BEGIN Data

PR #11563, opened 2018-08-15
Bump ansible repo to 2.6

sdodson:
OCP 3.11 will require ansible 2.6 so change the repos we tell them to enable.
This change is only relevant to 3.11+


kalexand-rh:
This change seems amazingly uncontentious. It looks like you got all the references that are relevant to 3.11, and I'll merge when Travis finishes. Thanks @sdodson!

END Data

What you need to do: When a line in the material above holds the word "change", copy that line.

Task response:
OCP 3.11 will require ansible 2.6 so change the repos we tell them to enable.
This change is only relevant to 3.11+
This change seems amazingly uncontentious. It looks like you got all the references that are relevant to 3.11, and I'll merge when Travis finishes. Thanks @sdodson!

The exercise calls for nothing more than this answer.